Video Update: The Economic Road From Here
In the following video presentation, I look at where the economy has been and, more importantly, where it’s probably going. I amplify my remarks in the article below.
Despite the gloom pervading the global economy, U.S. stocks closed sharply higher on Monday. Fueling investor confidence were encouraging reports on a potential coronavirus vaccine, as well as hopes that the Federal Reserve will somehow keep the stock market afloat.
I contend that investors are in denial on both counts.
Even if a vaccine were possible, it would take several months and massive research and development costs to develop. “Magical thinking” is trying to conjure a fast cure.

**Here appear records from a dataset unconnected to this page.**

PR #2786, opened 2025-11-28
Ticket generations

### LINKED ISSUE #2778: The test of TicketRotator maybe not correct
When test "ticketrotator_remains_usable_over_temporary_ticketer_creation_failure", the origin code use a `fail_generator` and set the time to `now + 10s` to  simulate the situation where the rotation fail. But, when `encrpt` or `decrypt` later, it will still use `UnixTime::now()` and obviously it's not yet time for rotation, so the test will always pass.

So, was the original design that **even if the rotation failed, the previous generator would still be used?**

https://github.com/rustls/rustls/blob/ad3c1c6ed86638f8376728c78ac3f61e4340675f/rustls/src/ticketer.rs#L181-L212

`encrypt` will `UnixTime::now()`:
https://github.com/rustls/rustls/blob/ad3c1c6ed86638f8376728c78ac3f61e4340675f/rustls/src/ticketer.rs#L112-L113

`decrypt` will `UnixTime::now()`:
https://github.com/rustls/rustls/blob/ad3c1c6ed86638f8376728c78ac3f61e4340675f/rustls/src/ticketer.rs#L118-L119

djc:
Fixes #2778.

cc @BamLubi I hope this addresses your concerns!

### DIFF
--- a/rustls/src/ticketer.rs
+++ b/rustls/src/ticketer.rs
@@ -39,38 +39,62 @@ impl TicketRotator {
             generator,
             lifetime,
             state: RwLock::new(TicketRotatorState {
-                current: Generation {
+                current: Some(Generation {
                     producer: generator()?,
                     expires_at: UnixTime::now()
                         .as_secs()
                         .saturating_add(lifetime.as_secs()),
-                },
+                }),
                 previous: None,
             }),
         })
     }
 
     fn encrypt_at(&self, message: &[u8], now: UnixTime) -> Option<Vec<u8>> {
-        self.maybe_roll(now)?
-            .current
-            .producer
-            .encrypt(message)
+        let state = self.maybe_roll(now)?;
+
+        // If we have a current ticketer, use it. We don't need to check its
+        // expiration time; if it would have expired, we would have rolled above.
+        if let Some(current) = &state.current {
+            return current.producer.encrypt(message);
+        }
+
+        // If we don't have a previous ticketer, we can't encrypt.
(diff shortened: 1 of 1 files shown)


rustls/src/ticketer.rs
```diff
@@ -39,38 +39,62 @@ impl TicketRotator {
...
+                return Some(plain);
+            }
+        }
+
+        // If we don't have a previous ticketer, we can't decrypt.
+        let Some(prev) = &state.previous else {
+            return None;
+        };
+
+        // If the previous ticketer is more than one `lifetime` old, decline to encrypt.
```
ctz: Isn't this guaranteed to be true? How do we end up with a `state.previous` otherwise?

s/encrypt/decrypt/ in comment

djc: Here's a timeline:

- t = 0, we generate a ticketer
- t = 1 lifetime, we fail to generate a ticketer, the old ticketer is now `previous` and `current` becomes `None`
- t = 1.5 lifetimes <-- we are here, `previous` is more than one but less than 2 lifetimes old so we still allow encryption with it
- t = 2.0 lifetimes, we stop encrypting tickets

This is more or less copying the new encryption behavior, which may not make sense?

ctz: Sorry, I misread. That timeline does reflect what I think is a desired behaviour.

djc:
(Fixed the typo.)

PR #2789, opened 2025-12-01
Clarify `ExpectCertificate` reuse by `ExpectCompressedCertificate`

ctz:


rustls/src/client/tls13.rs
```diff
@@ -1024,15 +1011,18 @@ impl State<ClientConnectionData> for ExpectCertificate {
...
+        self.handle_cert_payload(require_handshake_msg_move!(
             m,
             HandshakeType::Certificate,
             HandshakePayload::CertificateTls13
-        )?;
+        )?)
+    }
+}
 
+impl ExpectCertificate {
```
djc, line 1008: Inherent impl before trait impl?

PR #2791, opened 2025-12-02
Minor handshake code tidying

ctz:


rustls/src/server/hs.rs
```diff
@@ -35,15 +35,20 @@ pub(super) type NextState = Box<dyn State<ServerConnectionData>>;
 pub(super) type NextStateOrError = Result<NextState, Error>;
 pub(super) type ServerContext<'a> = crate::common_state::Context<'a, ServerConnectionData>;
 
-#[derive(Default)]
```
ctz, line 37: Possibly this commit is not worth it...

rustls/src/server/hs.rs
```diff
@@ -34,15 +35,20 @@ pub(super) type NextState = Box<dyn State<ServerConnectionData>>;
...
+    pub(super) config: &'a ServerConfig,
+    pub(super) client_hello: &'a ClientHelloPayload,
 }
 
-impl ExtensionProcessing {
-    pub(super) fn new(extra_exts: ServerExtensionsInput<'static>) -> Self {
+impl<'a> ExtensionProcessing<'a> {
+    pub(super) fn new(
+        extra_exts: ServerExtensionsInput<'static>,
+        config: &'a ServerConfig,
```
djc: Nit: `config` is more boring than `hello` so switch the order?

rustls/src/server/hs.rs
djc: I kinda like it.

In a 60 Minutes interview on Sunday, Federal Reserve Chair Jerome Powell offered encouraging words: “There’s a lot more we can do. We’ve done what we can as we go. But I will say that we’re not out of ammunition by a long shot.”
True, the Fed has provided considerable monetary stimulus. But the central bank can’t print corporate earnings, it can’t make a vaccine, and it can’t push wary consumers into stores, restaurants and airplanes.
Meanwhile, the economy remains in the worst shape since the soup kitchens and bread lines of the 1930s. In pre-market futures trading Tuesday morning, stocks were poised to open lower. Volatility continues amid coronavirus-induced uncertainty.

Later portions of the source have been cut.